Start of DATA EXCERPTS

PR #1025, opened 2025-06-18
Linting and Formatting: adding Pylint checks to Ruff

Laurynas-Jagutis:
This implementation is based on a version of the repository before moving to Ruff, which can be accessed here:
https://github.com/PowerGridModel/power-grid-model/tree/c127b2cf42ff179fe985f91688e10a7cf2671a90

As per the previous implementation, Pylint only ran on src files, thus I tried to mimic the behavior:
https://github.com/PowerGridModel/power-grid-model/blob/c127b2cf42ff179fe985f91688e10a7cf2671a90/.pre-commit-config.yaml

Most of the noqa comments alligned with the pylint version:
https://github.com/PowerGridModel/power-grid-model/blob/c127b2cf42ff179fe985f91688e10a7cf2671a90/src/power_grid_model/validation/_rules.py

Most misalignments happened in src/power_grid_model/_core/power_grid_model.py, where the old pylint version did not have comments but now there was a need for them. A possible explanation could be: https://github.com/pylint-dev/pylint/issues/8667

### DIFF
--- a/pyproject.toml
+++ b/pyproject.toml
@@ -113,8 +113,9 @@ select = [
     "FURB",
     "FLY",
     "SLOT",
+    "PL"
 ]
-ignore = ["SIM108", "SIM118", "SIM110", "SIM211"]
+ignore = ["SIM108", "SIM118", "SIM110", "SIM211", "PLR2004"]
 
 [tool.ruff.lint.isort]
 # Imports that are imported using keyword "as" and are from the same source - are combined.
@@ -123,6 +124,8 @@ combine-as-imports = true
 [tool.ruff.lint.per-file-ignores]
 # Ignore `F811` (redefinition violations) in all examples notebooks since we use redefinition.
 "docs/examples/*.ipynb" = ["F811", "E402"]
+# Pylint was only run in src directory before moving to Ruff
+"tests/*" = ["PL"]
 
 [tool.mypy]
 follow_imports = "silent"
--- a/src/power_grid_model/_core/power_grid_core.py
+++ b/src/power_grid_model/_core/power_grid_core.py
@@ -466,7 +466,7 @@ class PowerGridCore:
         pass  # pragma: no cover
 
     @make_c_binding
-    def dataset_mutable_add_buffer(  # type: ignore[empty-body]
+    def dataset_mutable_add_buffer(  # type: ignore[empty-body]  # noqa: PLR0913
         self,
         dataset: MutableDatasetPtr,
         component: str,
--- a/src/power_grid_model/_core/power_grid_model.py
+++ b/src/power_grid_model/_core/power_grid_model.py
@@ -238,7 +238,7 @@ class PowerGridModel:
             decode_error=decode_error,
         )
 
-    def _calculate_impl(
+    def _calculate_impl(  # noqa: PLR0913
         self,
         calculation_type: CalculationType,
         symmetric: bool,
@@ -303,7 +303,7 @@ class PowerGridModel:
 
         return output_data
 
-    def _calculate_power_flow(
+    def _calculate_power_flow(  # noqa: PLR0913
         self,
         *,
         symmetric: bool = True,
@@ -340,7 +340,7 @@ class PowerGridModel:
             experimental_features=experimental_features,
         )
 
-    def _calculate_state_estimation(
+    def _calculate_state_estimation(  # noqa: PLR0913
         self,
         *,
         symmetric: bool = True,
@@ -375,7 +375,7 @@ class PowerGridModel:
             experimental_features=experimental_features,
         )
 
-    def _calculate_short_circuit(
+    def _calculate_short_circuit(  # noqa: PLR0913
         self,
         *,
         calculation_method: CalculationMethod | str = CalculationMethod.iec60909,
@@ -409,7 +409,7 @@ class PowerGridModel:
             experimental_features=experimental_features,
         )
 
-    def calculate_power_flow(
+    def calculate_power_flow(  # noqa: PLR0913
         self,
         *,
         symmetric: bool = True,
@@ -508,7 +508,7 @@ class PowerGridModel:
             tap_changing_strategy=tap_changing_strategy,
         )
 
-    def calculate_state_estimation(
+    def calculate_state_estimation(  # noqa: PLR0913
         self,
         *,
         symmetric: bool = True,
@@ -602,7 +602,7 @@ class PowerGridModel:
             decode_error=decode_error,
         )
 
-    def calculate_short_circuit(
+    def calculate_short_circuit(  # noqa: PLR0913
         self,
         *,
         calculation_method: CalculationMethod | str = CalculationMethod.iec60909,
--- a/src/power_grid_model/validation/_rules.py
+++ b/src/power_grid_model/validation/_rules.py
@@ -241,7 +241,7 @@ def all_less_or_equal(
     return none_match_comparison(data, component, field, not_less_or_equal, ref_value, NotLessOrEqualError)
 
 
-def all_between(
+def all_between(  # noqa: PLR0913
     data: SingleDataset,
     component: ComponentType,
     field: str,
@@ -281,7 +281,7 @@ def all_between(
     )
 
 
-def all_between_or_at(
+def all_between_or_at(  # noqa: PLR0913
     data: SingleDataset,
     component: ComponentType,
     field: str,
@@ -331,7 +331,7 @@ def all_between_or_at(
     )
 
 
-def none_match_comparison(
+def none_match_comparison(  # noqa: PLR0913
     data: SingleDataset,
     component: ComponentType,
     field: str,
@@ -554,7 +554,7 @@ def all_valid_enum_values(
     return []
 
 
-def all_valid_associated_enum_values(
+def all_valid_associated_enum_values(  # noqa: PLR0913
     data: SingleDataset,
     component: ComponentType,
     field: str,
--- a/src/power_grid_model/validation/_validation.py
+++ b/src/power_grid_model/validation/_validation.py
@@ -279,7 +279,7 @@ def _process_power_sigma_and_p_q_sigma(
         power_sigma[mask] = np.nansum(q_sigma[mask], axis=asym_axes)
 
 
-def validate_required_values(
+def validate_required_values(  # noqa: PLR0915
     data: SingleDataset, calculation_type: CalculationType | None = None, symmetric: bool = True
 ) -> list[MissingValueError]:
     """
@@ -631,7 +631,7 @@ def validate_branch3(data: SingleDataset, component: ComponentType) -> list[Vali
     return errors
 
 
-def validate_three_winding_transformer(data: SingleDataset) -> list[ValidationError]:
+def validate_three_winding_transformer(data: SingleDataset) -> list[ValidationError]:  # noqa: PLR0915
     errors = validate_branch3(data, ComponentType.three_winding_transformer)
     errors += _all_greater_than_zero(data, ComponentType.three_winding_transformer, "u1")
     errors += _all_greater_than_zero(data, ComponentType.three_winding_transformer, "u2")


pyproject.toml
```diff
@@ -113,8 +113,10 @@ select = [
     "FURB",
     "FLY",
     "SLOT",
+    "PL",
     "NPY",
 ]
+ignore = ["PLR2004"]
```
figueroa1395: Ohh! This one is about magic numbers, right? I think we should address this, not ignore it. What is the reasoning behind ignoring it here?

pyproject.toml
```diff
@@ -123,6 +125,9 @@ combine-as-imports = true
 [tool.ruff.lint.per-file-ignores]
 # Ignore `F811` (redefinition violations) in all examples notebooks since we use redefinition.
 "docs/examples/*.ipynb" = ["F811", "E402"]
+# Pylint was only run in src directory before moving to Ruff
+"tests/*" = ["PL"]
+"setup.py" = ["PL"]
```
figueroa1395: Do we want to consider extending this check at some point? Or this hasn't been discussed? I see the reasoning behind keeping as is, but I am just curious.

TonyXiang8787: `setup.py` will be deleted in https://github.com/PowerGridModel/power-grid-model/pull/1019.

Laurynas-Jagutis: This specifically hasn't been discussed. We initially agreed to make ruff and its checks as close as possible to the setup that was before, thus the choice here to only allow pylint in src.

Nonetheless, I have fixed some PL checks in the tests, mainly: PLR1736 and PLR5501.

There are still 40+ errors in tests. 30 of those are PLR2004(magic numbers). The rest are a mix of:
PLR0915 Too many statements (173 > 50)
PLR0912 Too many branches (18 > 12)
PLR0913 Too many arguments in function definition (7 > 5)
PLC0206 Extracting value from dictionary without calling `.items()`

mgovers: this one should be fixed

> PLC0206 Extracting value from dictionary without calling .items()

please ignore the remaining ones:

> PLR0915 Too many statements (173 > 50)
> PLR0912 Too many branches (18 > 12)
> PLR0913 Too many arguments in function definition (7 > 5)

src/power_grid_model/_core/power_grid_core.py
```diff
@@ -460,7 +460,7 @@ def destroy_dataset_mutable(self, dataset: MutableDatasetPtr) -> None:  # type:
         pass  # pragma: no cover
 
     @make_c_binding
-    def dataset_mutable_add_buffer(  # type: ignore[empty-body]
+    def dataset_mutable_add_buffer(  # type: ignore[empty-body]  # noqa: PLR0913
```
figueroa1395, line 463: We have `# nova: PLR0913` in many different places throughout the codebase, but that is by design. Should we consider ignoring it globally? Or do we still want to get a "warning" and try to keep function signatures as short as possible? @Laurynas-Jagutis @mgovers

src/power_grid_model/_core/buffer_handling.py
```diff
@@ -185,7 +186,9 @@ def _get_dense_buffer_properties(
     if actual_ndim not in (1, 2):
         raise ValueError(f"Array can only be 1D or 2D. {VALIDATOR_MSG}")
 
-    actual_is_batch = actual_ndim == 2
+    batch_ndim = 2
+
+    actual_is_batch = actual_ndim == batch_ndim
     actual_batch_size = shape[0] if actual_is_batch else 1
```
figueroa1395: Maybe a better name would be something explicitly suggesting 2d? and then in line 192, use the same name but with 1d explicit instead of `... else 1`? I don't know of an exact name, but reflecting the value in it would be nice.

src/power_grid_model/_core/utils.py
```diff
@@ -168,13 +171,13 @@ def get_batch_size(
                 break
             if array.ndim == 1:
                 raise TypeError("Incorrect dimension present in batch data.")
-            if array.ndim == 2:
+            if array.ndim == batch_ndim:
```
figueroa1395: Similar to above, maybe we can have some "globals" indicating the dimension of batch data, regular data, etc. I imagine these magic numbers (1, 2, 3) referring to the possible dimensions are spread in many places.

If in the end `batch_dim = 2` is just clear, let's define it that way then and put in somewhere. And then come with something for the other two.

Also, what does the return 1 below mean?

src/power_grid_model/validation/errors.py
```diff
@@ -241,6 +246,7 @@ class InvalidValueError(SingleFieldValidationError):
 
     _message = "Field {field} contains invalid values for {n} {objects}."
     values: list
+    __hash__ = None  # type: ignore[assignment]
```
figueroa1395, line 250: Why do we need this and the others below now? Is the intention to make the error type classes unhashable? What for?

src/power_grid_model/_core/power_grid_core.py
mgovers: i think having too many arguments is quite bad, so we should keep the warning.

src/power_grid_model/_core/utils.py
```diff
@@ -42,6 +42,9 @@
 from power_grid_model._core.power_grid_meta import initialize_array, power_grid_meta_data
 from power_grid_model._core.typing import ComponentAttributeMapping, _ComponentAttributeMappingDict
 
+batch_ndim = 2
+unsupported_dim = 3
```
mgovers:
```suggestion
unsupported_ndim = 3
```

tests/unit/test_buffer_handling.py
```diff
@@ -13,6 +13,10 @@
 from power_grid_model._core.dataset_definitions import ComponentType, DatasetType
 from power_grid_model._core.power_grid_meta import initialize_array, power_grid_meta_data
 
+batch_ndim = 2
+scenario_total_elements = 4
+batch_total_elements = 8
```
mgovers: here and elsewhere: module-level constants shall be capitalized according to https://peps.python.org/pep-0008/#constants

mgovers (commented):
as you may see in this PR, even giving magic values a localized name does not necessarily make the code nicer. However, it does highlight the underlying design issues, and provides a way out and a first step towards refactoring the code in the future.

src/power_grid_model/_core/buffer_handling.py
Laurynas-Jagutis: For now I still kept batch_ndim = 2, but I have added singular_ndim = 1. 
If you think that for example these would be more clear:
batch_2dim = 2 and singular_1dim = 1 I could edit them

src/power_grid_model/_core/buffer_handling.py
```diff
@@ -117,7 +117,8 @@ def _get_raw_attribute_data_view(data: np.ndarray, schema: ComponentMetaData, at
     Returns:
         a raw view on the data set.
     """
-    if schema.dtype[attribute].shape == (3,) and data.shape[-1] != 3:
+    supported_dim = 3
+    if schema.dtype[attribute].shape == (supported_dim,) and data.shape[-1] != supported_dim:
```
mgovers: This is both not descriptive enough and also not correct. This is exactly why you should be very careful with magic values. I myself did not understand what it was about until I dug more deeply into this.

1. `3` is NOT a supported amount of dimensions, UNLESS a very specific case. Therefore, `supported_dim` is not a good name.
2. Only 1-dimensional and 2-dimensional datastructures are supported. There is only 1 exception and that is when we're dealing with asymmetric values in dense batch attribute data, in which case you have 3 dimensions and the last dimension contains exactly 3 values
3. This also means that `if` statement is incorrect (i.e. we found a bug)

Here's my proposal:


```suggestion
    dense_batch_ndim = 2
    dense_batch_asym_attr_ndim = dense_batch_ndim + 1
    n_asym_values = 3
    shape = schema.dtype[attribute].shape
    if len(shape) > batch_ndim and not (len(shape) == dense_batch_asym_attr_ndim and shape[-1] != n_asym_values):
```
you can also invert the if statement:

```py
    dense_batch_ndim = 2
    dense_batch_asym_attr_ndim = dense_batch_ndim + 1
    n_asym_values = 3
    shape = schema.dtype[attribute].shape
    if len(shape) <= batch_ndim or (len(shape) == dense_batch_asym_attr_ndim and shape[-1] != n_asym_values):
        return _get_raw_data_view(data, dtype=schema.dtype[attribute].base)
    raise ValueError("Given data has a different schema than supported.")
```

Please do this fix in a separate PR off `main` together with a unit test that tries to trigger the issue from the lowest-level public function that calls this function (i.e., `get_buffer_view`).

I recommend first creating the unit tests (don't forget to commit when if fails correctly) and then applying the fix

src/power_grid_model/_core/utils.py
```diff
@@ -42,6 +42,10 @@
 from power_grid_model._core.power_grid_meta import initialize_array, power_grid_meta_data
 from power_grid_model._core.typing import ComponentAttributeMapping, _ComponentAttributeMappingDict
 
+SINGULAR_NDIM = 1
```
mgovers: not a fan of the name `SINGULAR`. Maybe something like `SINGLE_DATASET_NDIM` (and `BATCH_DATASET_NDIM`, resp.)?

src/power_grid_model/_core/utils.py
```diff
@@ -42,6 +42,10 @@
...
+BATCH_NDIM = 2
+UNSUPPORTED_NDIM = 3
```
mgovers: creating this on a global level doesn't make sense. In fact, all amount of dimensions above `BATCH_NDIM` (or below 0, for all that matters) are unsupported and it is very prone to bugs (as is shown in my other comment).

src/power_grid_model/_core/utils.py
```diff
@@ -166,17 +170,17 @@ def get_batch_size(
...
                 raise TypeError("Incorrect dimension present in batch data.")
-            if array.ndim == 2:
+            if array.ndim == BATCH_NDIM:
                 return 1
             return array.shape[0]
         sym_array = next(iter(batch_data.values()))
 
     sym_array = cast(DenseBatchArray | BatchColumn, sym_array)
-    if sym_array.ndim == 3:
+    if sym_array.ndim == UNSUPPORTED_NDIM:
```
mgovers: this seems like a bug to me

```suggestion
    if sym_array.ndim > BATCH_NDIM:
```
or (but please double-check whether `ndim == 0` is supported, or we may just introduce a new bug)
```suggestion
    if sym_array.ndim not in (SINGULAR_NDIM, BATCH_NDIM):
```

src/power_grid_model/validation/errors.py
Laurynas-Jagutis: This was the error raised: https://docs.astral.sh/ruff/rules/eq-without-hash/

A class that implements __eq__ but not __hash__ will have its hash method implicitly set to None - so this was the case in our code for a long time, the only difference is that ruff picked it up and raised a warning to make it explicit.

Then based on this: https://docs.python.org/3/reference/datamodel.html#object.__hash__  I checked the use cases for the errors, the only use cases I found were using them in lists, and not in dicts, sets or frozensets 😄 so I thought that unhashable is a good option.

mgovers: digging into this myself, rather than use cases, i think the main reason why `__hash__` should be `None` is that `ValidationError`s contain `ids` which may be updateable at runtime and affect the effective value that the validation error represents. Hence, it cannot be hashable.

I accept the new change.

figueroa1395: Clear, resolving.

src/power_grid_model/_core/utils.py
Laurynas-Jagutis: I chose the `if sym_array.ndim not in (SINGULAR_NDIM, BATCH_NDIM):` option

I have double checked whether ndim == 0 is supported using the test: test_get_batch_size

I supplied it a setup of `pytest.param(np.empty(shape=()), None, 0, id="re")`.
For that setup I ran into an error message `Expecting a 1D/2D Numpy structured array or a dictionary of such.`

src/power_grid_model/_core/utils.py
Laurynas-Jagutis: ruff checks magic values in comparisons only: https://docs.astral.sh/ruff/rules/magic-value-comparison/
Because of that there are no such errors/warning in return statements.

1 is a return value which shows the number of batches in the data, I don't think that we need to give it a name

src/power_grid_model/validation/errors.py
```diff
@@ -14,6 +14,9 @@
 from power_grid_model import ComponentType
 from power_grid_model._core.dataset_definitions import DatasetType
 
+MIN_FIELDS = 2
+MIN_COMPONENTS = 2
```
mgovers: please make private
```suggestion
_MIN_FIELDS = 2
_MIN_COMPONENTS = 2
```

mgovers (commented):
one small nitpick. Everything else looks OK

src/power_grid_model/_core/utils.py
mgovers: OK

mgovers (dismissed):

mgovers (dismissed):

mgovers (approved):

End of DATA EXCERPTS

▶ _TASK PROMPT_
With both ends included, please retype exactly the lines from the line containing "Laurynas-Jagutis: I chose" to the final line of the data.

▶ _RESULT OF THIS EXERCISE_
Laurynas-Jagutis: I chose the `if sym_array.ndim not in (SINGULAR_NDIM, BATCH_NDIM):` option

I have double checked whether ndim == 0 is supported using the test: test_get_batch_size

I supplied it a setup of `pytest.param(np.empty(shape=()), None, 0, id="re")`.
For that setup I ran into an error message `Expecting a 1D/2D Numpy structured array or a dictionary of such.`

src/power_grid_model/_core/utils.py
Laurynas-Jagutis: ruff checks magic values in comparisons only: https://docs.astral.sh/ruff/rules/magic-value-comparison/
Because of that there are no such errors/warning in return statements.

1 is a return value which shows the number of batches in the data, I don't think that we need to give it a name

src/power_grid_model/validation/errors.py
```diff
@@ -14,6 +14,9 @@
 from power_grid_model import ComponentType
 from power_grid_model._core.dataset_definitions import DatasetType
 
+MIN_FIELDS = 2
+MIN_COMPONENTS = 2
```
mgovers: please make private
```suggestion
_MIN_FIELDS = 2
_MIN_COMPONENTS = 2
```

mgovers (commented):
one small nitpick. Everything else looks OK

src/power_grid_model/_core/utils.py
mgovers: OK

mgovers (dismissed):

mgovers (dismissed):

mgovers (approved):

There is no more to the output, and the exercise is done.